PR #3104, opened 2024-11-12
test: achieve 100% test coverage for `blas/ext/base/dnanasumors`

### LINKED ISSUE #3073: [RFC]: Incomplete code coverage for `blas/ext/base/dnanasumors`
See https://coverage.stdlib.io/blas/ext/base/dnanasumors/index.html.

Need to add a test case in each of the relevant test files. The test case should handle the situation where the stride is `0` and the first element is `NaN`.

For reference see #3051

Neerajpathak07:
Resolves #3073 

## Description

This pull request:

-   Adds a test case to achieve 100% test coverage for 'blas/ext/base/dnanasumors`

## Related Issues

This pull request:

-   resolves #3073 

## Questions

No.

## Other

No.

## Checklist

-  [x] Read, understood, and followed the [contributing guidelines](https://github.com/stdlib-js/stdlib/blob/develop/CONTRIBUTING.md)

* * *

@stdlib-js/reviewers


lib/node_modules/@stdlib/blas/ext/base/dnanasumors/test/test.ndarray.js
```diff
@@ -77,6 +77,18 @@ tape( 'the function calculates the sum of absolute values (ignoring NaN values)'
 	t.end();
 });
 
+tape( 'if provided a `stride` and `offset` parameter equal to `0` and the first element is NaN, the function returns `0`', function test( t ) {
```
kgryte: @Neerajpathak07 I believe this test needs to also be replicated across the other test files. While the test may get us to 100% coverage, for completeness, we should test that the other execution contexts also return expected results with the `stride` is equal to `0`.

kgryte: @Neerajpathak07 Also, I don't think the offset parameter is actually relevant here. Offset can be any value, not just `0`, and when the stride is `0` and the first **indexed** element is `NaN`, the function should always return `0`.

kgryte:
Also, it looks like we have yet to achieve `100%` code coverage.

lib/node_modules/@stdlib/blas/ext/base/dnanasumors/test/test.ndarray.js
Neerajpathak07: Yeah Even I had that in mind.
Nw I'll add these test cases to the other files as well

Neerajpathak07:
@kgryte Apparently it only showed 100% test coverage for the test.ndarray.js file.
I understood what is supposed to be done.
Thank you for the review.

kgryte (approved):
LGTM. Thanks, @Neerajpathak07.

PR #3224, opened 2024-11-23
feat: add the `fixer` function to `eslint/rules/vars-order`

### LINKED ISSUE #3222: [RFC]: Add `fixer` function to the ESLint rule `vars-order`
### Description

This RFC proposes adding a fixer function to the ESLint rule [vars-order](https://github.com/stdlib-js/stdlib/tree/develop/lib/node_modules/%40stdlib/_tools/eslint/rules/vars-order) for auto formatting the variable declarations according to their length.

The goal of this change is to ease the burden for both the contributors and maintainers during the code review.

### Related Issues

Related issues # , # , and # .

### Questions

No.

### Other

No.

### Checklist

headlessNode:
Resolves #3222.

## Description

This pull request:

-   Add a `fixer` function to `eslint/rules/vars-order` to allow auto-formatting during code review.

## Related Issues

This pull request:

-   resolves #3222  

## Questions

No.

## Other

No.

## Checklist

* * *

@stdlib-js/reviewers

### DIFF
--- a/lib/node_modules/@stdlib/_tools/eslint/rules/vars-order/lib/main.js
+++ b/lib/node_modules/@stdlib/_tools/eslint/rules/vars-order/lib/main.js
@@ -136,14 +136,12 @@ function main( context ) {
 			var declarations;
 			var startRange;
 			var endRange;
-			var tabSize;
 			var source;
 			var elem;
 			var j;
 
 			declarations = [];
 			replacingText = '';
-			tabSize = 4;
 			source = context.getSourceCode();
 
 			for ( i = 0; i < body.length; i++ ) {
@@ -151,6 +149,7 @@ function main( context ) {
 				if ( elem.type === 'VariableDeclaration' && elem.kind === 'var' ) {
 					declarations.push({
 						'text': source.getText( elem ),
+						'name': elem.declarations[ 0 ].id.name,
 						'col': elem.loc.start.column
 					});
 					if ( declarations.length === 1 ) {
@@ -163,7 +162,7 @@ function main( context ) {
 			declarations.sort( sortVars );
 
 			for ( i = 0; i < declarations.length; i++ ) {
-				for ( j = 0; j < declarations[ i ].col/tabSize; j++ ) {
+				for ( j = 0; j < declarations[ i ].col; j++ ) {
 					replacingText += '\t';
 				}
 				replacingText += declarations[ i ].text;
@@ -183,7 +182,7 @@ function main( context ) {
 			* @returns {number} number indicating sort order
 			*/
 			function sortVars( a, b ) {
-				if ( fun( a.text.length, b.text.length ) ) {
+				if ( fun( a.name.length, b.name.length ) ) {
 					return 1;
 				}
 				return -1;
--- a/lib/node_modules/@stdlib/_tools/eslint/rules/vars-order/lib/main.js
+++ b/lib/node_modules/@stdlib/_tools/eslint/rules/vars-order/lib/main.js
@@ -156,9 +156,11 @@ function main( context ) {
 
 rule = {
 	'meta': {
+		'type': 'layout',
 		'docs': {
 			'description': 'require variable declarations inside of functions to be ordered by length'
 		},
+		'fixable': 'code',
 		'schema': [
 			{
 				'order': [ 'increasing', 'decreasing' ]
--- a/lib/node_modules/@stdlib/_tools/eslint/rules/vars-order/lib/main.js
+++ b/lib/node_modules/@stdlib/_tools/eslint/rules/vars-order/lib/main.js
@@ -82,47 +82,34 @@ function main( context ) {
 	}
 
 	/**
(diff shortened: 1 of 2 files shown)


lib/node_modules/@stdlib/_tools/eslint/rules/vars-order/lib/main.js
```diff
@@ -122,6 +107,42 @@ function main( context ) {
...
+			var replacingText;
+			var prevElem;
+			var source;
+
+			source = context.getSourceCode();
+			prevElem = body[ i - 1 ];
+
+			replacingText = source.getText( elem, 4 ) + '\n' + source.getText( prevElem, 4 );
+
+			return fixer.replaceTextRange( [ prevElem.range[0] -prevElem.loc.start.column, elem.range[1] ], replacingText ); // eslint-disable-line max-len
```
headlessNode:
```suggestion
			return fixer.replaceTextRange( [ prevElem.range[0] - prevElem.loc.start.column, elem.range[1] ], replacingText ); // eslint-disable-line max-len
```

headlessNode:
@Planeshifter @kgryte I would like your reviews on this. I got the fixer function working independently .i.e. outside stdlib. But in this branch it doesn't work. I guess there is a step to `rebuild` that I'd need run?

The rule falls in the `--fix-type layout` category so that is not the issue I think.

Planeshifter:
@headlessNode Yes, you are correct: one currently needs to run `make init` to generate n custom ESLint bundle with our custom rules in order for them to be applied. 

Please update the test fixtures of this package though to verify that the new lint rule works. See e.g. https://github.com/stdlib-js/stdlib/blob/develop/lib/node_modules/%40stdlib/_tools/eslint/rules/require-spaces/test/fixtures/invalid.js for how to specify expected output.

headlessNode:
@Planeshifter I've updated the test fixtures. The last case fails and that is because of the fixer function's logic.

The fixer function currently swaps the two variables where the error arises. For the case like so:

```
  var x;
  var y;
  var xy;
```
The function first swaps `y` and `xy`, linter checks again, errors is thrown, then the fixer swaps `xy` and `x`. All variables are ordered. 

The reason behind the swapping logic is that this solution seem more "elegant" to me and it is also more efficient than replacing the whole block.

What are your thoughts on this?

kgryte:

_Exercise_
Nothing in the data may be left out; copy every line exactly.

_Response area_
PR #3104, opened 2024-11-12
test: achieve 100% test coverage for `blas/ext/base/dnanasumors`

### LINKED ISSUE #3073: [RFC]: Incomplete code coverage for `blas/ext/base/dnanasumors`
See https://coverage.stdlib.io/blas/ext/base/dnanasumors/index.html.

Need to add a test case in each of the relevant test files. The test case should handle the situation where the stride is `0` and the first element is `NaN`.

For reference see #3051

Neerajpathak07:
Resolves #3073 

## Description

This pull request:

-   Adds a test case to achieve 100% test coverage for 'blas/ext/base/dnanasumors`

## Related Issues

This pull request:

-   resolves #3073 

## Questions

No.

## Other

No.

## Checklist

-  [x] Read, understood, and followed the [contributing guidelines](https://github.com/stdlib-js/stdlib/blob/develop/CONTRIBUTING.md)

* * *

@stdlib-js/reviewers


lib/node_modules/@stdlib/blas/ext/base/dnanasumors/test/test.ndarray.js
```diff
@@ -77,6 +77,18 @@ tape( 'the function calculates the sum of absolute values (ignoring NaN values)'
 	t.end();
 });
 
+tape( 'if provided a `stride` and `offset` parameter equal to `0` and the first element is NaN, the function returns `0`', function test( t ) {
```
kgryte: @Neerajpathak07 I believe this test needs to also be replicated across the other test files. While the test may get us to 100% coverage, for completeness, we should test that the other execution contexts also return expected results with the `stride` is equal to `0`.

kgryte: @Neerajpathak07 Also, I don't think the offset parameter is actually relevant here. Offset can be any value, not just `0`, and when the stride is `0` and the first **indexed** element is `NaN`, the function should always return `0`.

kgryte:
Also, it looks like we have yet to achieve `100%` code coverage.

lib/node_modules/@stdlib/blas/ext/base/dnanasumors/test/test.ndarray.js
Neerajpathak07: Yeah Even I had that in mind.
Nw I'll add these test cases to the other files as well

Neerajpathak07:
@kgryte Apparently it only showed 100% test coverage for the test.ndarray.js file.
I understood what is supposed to be done.
Thank you for the review.

kgryte (approved):
LGTM. Thanks, @Neerajpathak07.

PR #3224, opened 2024-11-23
feat: add the `fixer` function to `eslint/rules/vars-order`

### LINKED ISSUE #3222: [RFC]: Add `fixer` function to the ESLint rule `vars-order`
### Description

This RFC proposes adding a fixer function to the ESLint rule [vars-order](https://github.com/stdlib-js/stdlib/tree/develop/lib/node_modules/%40stdlib/_tools/eslint/rules/vars-order) for auto formatting the variable declarations according to their length.

The goal of this change is to ease the burden for both the contributors and maintainers during the code review.

### Related Issues

Related issues # , # , and # .

### Questions

No.

### Other

No.

### Checklist

headlessNode:
Resolves #3222.

## Description

This pull request:

-   Add a `fixer` function to `eslint/rules/vars-order` to allow auto-formatting during code review.

## Related Issues

This pull request:

-   resolves #3222  

## Questions

No.

## Other

No.

## Checklist

* * *

@stdlib-js/reviewers

### DIFF
--- a/lib/node_modules/@stdlib/_tools/eslint/rules/vars-order/lib/main.js
+++ b/lib/node_modules/@stdlib/_tools/eslint/rules/vars-order/lib/main.js
@@ -136,14 +136,12 @@ function main( context ) {
 			var declarations;
 			var startRange;
 			var endRange;
-			var tabSize;
 			var source;
 			var elem;
 			var j;
 
 			declarations = [];
 			replacingText = '';
-			tabSize = 4;
 			source = context.getSourceCode();
 
 			for ( i = 0; i < body.length; i++ ) {
@@ -151,6 +149,7 @@ function main( context ) {
 				if ( elem.type === 'VariableDeclaration' && elem.kind === 'var' ) {
 					declarations.push({
 						'text': source.getText( elem ),
+						'name': elem.declarations[ 0 ].id.name,
 						'col': elem.loc.start.column
 					});
 					if ( declarations.length === 1 ) {
@@ -163,7 +162,7 @@ function main( context ) {
 			declarations.sort( sortVars );
 
 			for ( i = 0; i < declarations.length; i++ ) {
-				for ( j = 0; j < declarations[ i ].col/tabSize; j++ ) {
+				for ( j = 0; j < declarations[ i ].col; j++ ) {
 					replacingText += '\t';
 				}
 				replacingText += declarations[ i ].text;
@@ -183,7 +182,7 @@ function main( context ) {
 			* @returns {number} number indicating sort order
 			*/
 			function sortVars( a, b ) {
-				if ( fun( a.text.length, b.text.length ) ) {
+				if ( fun( a.name.length, b.name.length ) ) {
 					return 1;
 				}
 				return -1;
--- a/lib/node_modules/@stdlib/_tools/eslint/rules/vars-order/lib/main.js
+++ b/lib/node_modules/@stdlib/_tools/eslint/rules/vars-order/lib/main.js
@@ -156,9 +156,11 @@ function main( context ) {
 
 rule = {
 	'meta': {
+		'type': 'layout',
 		'docs': {
 			'description': 'require variable declarations inside of functions to be ordered by length'
 		},
+		'fixable': 'code',
 		'schema': [
 			{
 				'order': [ 'increasing', 'decreasing' ]
--- a/lib/node_modules/@stdlib/_tools/eslint/rules/vars-order/lib/main.js
+++ b/lib/node_modules/@stdlib/_tools/eslint/rules/vars-order/lib/main.js
@@ -82,47 +82,34 @@ function main( context ) {
 	}
 
 	/**
(diff shortened: 1 of 2 files shown)


lib/node_modules/@stdlib/_tools/eslint/rules/vars-order/lib/main.js
```diff
@@ -122,6 +107,42 @@ function main( context ) {
...
+			var replacingText;
+			var prevElem;
+			var source;
+
+			source = context.getSourceCode();
+			prevElem = body[ i - 1 ];
+
+			replacingText = source.getText( elem, 4 ) + '\n' + source.getText( prevElem, 4 );
+
+			return fixer.replaceTextRange( [ prevElem.range[0] -prevElem.loc.start.column, elem.range[1] ], replacingText ); // eslint-disable-line max-len
```
headlessNode:
```suggestion
			return fixer.replaceTextRange( [ prevElem.range[0] - prevElem.loc.start.column, elem.range[1] ], replacingText ); // eslint-disable-line max-len
```

headlessNode:
@Planeshifter @kgryte I would like your reviews on this. I got the fixer function working independently .i.e. outside stdlib. But in this branch it doesn't work. I guess there is a step to `rebuild` that I'd need run?

The rule falls in the `--fix-type layout` category so that is not the issue I think.

Planeshifter:
@headlessNode Yes, you are correct: one currently needs to run `make init` to generate n custom ESLint bundle with our custom rules in order for them to be applied. 

Please update the test fixtures of this package though to verify that the new lint rule works. See e.g. https://github.com/stdlib-js/stdlib/blob/develop/lib/node_modules/%40stdlib/_tools/eslint/rules/require-spaces/test/fixtures/invalid.js for how to specify expected output.

headlessNode:
@Planeshifter I've updated the test fixtures. The last case fails and that is because of the fixer function's logic.

The fixer function currently swaps the two variables where the error arises. For the case like so:

```
  var x;
  var y;
  var xy;
```
The function first swaps `y` and `xy`, linter checks again, errors is thrown, then the fixer swaps `xy` and `x`. All variables are ordered. 

The reason behind the swapping logic is that this solution seem more "elegant" to me and it is also more efficient than replacing the whole block.

What are your thoughts on this?

kgryte:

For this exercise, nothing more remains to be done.